PR #2440, opened 2021-02-17
RFC: Add `install` make target for boards

bradjc:
Tock has had a long standing convention of two makefile targets for boards to load a kernel onto a board.

1. flash: Uses JTAG to flash the kernel.
1. program: Uses UART and a bootloader to flash the kernel.

This is helpful because some boards support both but require different hardware, and it gives the user some idea of what tools will be needed to load the kernel.

However, new users must figure out which is appropriate if a board supports both. Often there is one target that experienced users just know to use, and we should make this more clear to new users. Also, having different targets on different boards complicates writing a common tutorial guide for multiple platforms.

This patch adds a new target `make install` that just uses the default for the platform. The expectation is that most users can install the kernel using `make install`. The other targets are of course there for users who need something more specific.

### Testing Strategy

This pull request was tested by using `make install` to flash the kernel on hail.

### TODO or Help Wanted

Thoughts?

### Documentation Updated

### Formatting

- [x] Ran `make prepush`.

### DIFF
--- a/boards/weact_f401ccu6/Makefile
+++ b/boards/weact_f401ccu6/Makefile
@@ -9,6 +9,10 @@ include ../Makefile.common
 OPENOCD=openocd
 OPENOCD_OPTIONS=-f openocd.cfg
 
+# Default target for installing the kernel.
+.PHONY: flash
+install: program
+
 flash: $(KERNEL)
 	$(OPENOCD) $(OPENOCD_OPTIONS) -c "init; reset halt; flash write_image erase $<; verify_image $<; reset; shutdown"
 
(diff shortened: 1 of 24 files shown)


boards/weact_f401ccu6/Makefile
```diff
@@ -9,6 +9,10 @@ include ../Makefile.common
 OPENOCD=openocd
 OPENOCD_OPTIONS=-f openocd.cfg
 
+# Default target for installing the kernel.
+.PHONY: flash
```
hudson-ayers, line 13:
```suggestion
.PHONY: install
```

boards/weact_f401ccu6/Makefile
```diff
@@ -9,6 +9,10 @@ include ../Makefile.common
...
+install: program
```
hudson-ayers, line 14:
```suggestion
install: flash
```

hudson-ayers (commented):
I like this change

alistair23 (approved):

hudson-ayers (approved):

ppannuto (approved):

alistair23 (approved):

_____

REQUIRED WORK | Please transcribe every entry above exactly as it appears.

OUTPUT OF THE EXERCISE |
PR #2440, opened 2021-02-17
RFC: Add `install` make target for boards

bradjc:
Tock has had a long standing convention of two makefile targets for boards to load a kernel onto a board.

1. flash: Uses JTAG to flash the kernel.
1. program: Uses UART and a bootloader to flash the kernel.

This is helpful because some boards support both but require different hardware, and it gives the user some idea of what tools will be needed to load the kernel.

However, new users must figure out which is appropriate if a board supports both. Often there is one target that experienced users just know to use, and we should make this more clear to new users. Also, having different targets on different boards complicates writing a common tutorial guide for multiple platforms.

This patch adds a new target `make install` that just uses the default for the platform. The expectation is that most users can install the kernel using `make install`. The other targets are of course there for users who need something more specific.

### Testing Strategy

This pull request was tested by using `make install` to flash the kernel on hail.

### TODO or Help Wanted

Thoughts?

### Documentation Updated

### Formatting

- [x] Ran `make prepush`.

### DIFF
--- a/boards/weact_f401ccu6/Makefile
+++ b/boards/weact_f401ccu6/Makefile
@@ -9,6 +9,10 @@ include ../Makefile.common
 OPENOCD=openocd
 OPENOCD_OPTIONS=-f openocd.cfg
 
+# Default target for installing the kernel.
+.PHONY: flash
+install: program
+
 flash: $(KERNEL)
 	$(OPENOCD) $(OPENOCD_OPTIONS) -c "init; reset halt; flash write_image erase $<; verify_image $<; reset; shutdown"
 
(diff shortened: 1 of 24 files shown)


boards/weact_f401ccu6/Makefile
```diff
@@ -9,6 +9,10 @@ include ../Makefile.common
 OPENOCD=openocd
 OPENOCD_OPTIONS=-f openocd.cfg
 
+# Default target for installing the kernel.
+.PHONY: flash
```
hudson-ayers, line 13:
```suggestion
.PHONY: install
```

boards/weact_f401ccu6/Makefile
```diff
@@ -9,6 +9,10 @@ include ../Makefile.common
...
+install: program
```
hudson-ayers, line 14:
```suggestion
install: flash
```

hudson-ayers (commented):
I like this change

alistair23 (approved):

hudson-ayers (approved):

ppannuto (approved):

alistair23 (approved):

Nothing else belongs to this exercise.